What you need to do: Give the lines of the material verbatim, from the first line to the line with "Add a debanding", including both.

□ □ □ □ □

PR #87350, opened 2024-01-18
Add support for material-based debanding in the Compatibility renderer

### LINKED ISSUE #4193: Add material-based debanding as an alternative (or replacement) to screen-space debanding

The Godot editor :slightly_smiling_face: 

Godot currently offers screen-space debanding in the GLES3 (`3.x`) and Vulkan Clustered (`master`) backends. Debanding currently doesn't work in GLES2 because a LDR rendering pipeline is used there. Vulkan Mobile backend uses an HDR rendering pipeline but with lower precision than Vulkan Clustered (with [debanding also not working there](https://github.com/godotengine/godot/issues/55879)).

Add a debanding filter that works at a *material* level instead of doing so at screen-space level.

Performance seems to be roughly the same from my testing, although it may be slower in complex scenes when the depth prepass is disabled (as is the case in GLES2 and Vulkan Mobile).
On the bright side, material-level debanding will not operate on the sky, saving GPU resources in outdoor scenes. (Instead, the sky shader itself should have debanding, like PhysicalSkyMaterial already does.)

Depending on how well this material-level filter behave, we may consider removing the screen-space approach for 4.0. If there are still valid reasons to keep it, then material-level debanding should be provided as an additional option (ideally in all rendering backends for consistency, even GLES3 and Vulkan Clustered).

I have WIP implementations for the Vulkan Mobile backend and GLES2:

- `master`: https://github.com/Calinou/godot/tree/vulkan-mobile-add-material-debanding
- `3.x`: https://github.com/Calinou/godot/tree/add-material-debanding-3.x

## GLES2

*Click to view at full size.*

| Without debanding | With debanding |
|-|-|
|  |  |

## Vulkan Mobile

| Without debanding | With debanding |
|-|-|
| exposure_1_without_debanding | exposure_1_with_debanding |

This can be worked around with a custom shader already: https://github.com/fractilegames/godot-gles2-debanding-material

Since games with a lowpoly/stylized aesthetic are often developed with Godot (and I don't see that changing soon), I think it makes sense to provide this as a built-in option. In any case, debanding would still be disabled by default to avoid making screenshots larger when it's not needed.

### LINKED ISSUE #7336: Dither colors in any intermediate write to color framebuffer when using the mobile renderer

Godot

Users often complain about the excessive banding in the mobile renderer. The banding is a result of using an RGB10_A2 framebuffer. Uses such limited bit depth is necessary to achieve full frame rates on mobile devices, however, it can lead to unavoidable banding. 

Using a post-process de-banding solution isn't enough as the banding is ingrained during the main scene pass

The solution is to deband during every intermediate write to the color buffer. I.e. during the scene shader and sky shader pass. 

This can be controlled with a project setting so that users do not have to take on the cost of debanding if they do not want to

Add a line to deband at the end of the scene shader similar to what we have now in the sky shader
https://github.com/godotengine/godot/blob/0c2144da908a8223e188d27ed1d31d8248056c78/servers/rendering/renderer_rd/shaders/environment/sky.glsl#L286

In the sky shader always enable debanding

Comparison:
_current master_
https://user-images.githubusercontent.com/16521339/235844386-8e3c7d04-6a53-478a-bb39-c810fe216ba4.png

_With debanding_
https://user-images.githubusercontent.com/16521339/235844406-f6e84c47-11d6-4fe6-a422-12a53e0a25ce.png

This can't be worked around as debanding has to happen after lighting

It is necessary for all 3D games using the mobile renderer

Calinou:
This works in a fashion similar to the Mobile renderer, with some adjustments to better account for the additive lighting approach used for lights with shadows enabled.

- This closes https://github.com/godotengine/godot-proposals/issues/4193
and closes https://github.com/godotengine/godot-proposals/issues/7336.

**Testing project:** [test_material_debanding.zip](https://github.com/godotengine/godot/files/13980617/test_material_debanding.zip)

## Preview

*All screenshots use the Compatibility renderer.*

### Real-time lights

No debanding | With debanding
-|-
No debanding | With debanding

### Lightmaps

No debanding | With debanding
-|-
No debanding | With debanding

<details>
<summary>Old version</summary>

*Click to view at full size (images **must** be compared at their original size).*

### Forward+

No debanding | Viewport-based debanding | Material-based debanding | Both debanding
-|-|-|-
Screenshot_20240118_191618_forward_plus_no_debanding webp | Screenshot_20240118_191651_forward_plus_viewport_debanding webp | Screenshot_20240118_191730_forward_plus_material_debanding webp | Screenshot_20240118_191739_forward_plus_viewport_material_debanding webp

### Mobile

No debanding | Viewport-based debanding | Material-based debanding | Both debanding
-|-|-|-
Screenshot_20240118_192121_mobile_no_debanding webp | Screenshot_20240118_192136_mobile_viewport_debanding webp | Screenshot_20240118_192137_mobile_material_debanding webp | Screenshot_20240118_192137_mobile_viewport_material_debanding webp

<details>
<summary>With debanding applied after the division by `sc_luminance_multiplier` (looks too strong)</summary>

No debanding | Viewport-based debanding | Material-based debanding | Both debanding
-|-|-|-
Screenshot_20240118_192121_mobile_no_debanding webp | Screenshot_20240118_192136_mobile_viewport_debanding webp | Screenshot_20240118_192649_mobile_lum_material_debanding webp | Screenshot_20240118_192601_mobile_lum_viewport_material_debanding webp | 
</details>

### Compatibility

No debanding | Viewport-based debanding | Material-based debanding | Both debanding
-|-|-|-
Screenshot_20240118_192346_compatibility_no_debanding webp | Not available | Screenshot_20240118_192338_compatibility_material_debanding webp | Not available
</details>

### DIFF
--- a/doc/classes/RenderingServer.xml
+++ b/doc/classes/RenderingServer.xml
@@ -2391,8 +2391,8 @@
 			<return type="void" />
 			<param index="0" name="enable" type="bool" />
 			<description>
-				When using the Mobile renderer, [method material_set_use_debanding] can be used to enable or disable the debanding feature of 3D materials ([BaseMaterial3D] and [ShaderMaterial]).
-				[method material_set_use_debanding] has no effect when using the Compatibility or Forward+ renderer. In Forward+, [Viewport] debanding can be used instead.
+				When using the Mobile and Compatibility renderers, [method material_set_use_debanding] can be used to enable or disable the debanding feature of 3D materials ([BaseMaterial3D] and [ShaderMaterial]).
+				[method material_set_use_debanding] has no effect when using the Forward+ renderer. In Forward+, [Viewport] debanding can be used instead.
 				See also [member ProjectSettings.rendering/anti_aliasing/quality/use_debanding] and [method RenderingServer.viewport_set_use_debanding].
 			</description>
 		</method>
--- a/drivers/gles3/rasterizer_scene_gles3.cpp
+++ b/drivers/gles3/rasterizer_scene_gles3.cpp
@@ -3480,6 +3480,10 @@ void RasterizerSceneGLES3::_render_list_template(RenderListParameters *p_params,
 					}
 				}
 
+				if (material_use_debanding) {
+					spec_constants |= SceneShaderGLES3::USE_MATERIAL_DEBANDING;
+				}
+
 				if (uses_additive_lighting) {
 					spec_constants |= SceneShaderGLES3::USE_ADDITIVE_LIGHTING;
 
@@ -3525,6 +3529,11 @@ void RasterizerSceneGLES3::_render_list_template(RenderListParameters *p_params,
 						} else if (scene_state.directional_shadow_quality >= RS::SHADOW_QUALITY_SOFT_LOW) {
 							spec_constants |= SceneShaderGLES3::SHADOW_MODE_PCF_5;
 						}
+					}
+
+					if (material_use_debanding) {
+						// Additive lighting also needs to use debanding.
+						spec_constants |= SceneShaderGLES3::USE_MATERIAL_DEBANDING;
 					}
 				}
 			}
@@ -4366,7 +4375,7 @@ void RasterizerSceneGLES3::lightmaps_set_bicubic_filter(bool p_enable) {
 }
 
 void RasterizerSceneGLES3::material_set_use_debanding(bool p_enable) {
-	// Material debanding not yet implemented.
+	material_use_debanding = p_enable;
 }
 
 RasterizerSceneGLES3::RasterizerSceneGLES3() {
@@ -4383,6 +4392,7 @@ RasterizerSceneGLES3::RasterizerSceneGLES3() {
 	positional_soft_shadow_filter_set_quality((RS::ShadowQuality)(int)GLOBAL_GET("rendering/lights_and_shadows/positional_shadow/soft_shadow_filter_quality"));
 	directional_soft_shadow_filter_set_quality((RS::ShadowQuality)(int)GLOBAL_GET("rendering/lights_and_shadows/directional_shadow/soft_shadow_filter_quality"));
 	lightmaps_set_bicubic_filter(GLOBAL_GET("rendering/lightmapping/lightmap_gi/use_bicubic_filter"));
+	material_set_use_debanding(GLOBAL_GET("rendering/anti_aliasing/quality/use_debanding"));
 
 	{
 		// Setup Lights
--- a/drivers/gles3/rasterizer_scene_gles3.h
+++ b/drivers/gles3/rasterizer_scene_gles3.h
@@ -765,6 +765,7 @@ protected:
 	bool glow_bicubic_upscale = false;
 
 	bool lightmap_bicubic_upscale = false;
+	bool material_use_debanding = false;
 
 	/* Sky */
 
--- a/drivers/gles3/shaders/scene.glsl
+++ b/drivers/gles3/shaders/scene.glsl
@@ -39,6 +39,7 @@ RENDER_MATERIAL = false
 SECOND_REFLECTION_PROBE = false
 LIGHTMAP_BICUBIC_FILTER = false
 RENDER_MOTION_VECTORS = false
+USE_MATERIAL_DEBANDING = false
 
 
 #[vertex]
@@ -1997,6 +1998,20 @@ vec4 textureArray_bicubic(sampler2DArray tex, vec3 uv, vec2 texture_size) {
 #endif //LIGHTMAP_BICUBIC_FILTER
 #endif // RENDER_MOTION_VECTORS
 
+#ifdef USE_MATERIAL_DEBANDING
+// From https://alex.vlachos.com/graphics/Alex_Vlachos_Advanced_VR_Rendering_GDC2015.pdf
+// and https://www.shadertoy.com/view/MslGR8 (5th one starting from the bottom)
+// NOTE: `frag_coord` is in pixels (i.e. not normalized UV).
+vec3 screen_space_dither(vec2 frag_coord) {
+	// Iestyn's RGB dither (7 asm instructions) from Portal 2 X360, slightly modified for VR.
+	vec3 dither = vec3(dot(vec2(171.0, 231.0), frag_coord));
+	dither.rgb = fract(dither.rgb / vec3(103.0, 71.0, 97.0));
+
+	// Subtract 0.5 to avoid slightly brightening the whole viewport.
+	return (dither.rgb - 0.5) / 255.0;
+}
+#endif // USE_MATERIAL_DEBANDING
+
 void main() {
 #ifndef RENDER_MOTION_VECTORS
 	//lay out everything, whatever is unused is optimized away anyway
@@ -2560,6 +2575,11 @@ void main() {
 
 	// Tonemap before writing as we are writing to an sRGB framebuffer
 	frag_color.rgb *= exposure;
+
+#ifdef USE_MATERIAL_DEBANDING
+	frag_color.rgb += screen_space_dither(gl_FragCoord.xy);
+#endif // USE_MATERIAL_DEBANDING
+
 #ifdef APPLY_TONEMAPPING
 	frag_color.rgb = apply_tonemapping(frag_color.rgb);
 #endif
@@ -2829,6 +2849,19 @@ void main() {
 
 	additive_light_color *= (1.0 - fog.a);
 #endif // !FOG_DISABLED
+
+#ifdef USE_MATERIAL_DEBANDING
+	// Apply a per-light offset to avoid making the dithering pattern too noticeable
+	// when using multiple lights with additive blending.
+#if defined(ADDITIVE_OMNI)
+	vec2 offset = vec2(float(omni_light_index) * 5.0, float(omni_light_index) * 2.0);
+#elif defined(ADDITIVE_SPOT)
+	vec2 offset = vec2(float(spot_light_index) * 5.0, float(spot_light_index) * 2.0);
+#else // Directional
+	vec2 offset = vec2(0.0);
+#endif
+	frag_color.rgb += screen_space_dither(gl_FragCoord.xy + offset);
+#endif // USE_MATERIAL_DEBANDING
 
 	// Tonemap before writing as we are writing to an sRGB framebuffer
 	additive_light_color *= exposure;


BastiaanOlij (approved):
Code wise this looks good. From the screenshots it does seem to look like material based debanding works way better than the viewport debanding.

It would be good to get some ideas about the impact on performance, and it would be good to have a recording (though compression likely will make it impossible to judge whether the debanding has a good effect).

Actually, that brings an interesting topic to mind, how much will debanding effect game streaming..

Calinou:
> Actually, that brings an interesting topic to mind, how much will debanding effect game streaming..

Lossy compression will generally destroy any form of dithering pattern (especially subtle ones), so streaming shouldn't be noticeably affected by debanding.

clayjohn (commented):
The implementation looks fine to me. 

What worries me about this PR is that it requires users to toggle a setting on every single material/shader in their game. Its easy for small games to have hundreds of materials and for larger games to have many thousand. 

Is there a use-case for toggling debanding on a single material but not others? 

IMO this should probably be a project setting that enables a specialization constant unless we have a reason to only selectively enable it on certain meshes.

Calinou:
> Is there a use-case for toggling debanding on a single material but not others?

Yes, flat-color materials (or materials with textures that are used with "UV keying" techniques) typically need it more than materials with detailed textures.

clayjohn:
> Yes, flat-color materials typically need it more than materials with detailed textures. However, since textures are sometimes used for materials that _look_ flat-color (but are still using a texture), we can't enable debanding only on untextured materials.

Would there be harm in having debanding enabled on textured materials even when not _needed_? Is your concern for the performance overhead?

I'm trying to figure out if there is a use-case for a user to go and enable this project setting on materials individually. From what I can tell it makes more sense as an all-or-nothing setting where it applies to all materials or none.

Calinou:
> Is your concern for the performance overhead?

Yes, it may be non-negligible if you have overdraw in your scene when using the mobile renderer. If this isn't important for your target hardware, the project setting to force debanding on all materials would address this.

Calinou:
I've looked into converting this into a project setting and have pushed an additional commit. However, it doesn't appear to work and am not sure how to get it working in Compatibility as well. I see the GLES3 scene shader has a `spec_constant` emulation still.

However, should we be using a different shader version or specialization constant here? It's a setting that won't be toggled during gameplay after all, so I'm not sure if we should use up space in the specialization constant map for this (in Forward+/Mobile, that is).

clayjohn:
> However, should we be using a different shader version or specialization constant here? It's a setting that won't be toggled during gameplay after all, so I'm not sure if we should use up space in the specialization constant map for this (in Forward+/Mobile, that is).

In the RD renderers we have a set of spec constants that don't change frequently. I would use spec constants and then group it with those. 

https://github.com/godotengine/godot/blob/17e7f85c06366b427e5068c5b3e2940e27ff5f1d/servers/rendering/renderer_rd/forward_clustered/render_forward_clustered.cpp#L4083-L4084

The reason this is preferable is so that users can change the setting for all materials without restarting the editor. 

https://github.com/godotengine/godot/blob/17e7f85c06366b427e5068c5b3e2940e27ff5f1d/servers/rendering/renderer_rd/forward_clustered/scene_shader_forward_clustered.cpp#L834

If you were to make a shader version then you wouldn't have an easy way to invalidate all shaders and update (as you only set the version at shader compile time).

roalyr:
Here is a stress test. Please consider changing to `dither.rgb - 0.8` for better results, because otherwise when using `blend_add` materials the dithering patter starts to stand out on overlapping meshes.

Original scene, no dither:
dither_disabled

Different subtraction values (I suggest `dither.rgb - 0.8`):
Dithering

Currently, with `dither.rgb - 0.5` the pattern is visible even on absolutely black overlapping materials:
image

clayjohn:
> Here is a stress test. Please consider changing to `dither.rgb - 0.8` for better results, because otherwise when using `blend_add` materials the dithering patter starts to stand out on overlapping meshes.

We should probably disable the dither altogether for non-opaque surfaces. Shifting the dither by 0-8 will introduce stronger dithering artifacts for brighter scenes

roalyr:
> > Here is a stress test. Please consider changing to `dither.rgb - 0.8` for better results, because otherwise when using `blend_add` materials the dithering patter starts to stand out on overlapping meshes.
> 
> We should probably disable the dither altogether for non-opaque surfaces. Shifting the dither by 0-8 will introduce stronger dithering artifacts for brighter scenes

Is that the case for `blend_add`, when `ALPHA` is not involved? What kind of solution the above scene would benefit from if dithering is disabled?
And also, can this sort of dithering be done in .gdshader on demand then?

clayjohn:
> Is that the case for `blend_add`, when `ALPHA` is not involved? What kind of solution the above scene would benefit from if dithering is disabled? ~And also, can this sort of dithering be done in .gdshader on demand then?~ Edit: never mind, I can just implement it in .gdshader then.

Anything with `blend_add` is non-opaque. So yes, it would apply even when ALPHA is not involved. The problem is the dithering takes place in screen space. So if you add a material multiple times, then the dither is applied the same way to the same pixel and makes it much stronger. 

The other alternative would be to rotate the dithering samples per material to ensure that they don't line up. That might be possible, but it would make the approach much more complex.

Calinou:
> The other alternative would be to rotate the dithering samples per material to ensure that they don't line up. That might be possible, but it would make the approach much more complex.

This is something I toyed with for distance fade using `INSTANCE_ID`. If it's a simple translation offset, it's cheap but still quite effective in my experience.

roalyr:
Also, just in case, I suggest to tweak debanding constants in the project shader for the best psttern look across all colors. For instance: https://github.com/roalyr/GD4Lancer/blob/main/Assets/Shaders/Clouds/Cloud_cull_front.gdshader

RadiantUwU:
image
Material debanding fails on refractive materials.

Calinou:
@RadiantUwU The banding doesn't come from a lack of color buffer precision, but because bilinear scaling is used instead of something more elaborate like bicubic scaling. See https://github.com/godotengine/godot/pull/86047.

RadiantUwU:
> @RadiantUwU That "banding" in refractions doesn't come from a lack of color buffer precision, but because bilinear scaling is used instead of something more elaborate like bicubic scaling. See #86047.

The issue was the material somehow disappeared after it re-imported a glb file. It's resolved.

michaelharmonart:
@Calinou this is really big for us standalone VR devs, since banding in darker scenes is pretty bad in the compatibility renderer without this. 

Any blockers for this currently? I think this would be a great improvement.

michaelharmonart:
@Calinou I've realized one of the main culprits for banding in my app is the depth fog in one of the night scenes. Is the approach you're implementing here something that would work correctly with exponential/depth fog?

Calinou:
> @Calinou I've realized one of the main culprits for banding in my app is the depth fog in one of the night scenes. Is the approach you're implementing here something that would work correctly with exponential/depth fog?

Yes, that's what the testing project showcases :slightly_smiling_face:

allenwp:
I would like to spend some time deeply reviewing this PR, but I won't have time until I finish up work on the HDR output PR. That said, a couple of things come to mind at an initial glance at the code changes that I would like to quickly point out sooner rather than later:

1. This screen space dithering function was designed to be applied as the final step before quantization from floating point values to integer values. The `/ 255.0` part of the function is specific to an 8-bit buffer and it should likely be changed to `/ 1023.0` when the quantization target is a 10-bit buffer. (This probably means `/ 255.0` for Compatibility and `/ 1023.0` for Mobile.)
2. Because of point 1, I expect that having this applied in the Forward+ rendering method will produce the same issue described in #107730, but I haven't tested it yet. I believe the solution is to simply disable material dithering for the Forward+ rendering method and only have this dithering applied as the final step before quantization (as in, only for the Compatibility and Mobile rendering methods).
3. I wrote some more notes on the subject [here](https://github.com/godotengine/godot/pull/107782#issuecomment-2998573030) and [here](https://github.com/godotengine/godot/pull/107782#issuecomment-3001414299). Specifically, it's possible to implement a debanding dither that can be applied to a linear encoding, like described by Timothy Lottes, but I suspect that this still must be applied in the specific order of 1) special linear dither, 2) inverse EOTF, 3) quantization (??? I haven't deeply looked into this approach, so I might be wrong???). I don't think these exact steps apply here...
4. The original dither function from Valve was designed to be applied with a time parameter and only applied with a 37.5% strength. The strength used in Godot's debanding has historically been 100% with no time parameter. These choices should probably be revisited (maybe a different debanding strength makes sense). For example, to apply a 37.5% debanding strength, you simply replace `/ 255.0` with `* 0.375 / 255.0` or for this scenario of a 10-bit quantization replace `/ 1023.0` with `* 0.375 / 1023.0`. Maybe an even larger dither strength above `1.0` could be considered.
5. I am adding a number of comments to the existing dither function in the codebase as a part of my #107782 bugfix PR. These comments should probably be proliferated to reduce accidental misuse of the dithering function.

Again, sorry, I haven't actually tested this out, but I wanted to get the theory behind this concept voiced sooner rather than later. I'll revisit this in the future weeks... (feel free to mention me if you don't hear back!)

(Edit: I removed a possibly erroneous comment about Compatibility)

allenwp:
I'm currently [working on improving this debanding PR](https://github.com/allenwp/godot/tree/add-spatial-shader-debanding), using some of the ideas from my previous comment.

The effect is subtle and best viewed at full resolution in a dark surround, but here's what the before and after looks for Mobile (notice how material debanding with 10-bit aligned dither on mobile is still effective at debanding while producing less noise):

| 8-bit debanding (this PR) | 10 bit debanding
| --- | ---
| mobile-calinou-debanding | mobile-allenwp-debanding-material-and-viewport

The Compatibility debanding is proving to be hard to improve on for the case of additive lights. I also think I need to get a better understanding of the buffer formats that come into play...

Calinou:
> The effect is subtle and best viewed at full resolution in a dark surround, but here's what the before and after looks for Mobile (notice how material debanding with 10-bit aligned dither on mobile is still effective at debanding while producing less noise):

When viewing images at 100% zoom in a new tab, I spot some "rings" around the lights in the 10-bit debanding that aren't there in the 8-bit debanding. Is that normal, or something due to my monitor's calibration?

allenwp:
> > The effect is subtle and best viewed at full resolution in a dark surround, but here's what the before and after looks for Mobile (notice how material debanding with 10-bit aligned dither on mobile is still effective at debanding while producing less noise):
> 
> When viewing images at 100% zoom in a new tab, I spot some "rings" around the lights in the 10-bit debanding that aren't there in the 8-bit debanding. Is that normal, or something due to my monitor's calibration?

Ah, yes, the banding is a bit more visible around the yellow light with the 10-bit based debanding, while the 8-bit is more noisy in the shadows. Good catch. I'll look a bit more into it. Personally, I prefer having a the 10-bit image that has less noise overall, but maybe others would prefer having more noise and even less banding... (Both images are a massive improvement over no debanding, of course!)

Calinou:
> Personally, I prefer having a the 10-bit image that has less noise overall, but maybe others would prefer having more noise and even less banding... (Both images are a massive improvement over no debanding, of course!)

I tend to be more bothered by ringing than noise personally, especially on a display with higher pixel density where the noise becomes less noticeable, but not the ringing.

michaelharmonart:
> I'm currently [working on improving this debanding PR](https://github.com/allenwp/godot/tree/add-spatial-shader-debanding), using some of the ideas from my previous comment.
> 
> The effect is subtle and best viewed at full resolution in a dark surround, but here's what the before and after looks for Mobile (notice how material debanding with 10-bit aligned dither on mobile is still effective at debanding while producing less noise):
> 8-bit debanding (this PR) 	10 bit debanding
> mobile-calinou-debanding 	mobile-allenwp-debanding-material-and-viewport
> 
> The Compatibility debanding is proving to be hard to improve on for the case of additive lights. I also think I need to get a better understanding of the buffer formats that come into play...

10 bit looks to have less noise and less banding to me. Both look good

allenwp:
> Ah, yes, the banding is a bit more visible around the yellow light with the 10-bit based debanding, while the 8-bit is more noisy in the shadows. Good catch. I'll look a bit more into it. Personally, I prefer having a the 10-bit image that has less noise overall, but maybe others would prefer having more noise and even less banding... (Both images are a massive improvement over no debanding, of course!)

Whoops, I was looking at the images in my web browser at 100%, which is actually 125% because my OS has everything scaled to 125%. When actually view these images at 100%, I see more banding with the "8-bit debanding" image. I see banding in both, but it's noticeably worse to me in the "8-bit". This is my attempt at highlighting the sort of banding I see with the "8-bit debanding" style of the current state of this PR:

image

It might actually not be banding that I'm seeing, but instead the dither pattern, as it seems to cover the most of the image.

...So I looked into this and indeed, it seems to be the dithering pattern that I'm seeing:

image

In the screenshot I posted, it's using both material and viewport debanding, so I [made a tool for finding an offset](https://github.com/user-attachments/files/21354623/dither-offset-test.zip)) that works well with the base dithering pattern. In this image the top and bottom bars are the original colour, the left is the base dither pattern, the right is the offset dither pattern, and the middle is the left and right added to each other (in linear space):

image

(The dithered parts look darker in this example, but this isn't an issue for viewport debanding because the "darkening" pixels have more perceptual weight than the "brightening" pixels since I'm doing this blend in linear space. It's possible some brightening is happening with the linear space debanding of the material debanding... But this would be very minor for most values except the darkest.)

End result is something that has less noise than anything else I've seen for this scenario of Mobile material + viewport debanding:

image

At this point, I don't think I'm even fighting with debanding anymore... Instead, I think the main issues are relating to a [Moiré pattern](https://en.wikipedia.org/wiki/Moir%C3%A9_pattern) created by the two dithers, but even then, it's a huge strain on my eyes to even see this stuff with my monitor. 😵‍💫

□ □ □ □ □

Answer to the problem:
PR #87350, opened 2024-01-18
Add support for material-based debanding in the Compatibility renderer

### LINKED ISSUE #4193: Add material-based debanding as an alternative (or replacement) to screen-space debanding

The Godot editor :slightly_smiling_face: 

Godot currently offers screen-space debanding in the GLES3 (`3.x`) and Vulkan Clustered (`master`) backends. Debanding currently doesn't work in GLES2 because a LDR rendering pipeline is used there. Vulkan Mobile backend uses an HDR rendering pipeline but with lower precision than Vulkan Clustered (with [debanding also not working there](https://github.com/godotengine/godot/issues/55879)).

Add a debanding filter that works at a *material* level instead of doing so at screen-space level.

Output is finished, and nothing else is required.